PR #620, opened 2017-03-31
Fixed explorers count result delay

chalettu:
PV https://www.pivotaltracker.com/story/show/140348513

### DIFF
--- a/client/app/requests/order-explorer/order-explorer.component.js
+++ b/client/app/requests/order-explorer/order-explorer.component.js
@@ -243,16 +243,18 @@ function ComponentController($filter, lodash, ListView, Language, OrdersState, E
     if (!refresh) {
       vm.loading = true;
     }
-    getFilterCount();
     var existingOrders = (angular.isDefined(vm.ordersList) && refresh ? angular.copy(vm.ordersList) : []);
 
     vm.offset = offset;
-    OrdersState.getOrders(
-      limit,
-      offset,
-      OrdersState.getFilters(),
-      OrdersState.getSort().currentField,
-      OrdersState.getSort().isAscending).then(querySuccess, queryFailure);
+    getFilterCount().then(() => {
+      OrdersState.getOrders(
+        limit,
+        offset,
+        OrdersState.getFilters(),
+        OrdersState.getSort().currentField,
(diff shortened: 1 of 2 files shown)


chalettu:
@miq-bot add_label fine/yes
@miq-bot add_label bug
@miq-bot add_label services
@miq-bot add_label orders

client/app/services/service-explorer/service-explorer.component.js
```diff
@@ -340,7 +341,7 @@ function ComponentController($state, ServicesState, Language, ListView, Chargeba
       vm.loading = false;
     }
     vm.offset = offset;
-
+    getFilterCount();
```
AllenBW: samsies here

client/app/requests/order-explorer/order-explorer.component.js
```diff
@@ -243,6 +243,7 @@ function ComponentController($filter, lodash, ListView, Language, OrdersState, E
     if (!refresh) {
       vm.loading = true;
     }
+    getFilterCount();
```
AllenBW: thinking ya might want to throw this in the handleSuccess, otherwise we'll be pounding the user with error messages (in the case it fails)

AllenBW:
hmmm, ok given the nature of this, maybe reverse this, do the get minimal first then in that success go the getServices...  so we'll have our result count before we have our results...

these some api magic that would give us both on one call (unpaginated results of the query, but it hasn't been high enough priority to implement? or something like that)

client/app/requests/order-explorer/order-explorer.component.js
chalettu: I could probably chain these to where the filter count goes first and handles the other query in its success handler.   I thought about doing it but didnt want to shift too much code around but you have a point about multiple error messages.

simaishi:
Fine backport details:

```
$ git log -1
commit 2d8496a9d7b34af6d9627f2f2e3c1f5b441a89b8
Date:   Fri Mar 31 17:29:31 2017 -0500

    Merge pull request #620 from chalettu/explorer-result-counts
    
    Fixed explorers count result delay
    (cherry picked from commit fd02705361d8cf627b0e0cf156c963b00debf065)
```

### WHAT TO WORK ON
Only the lines that contain the string "results" should be copied from the entries above.

### SOLUTION FOR THIS TASK
hmmm, ok given the nature of this, maybe reverse this, do the get minimal first then in that success go the getServices...  so we'll have our result count before we have our results...
these some api magic that would give us both on one call (unpaginated results of the query, but it hasn't been high enough priority to implement? or something like that)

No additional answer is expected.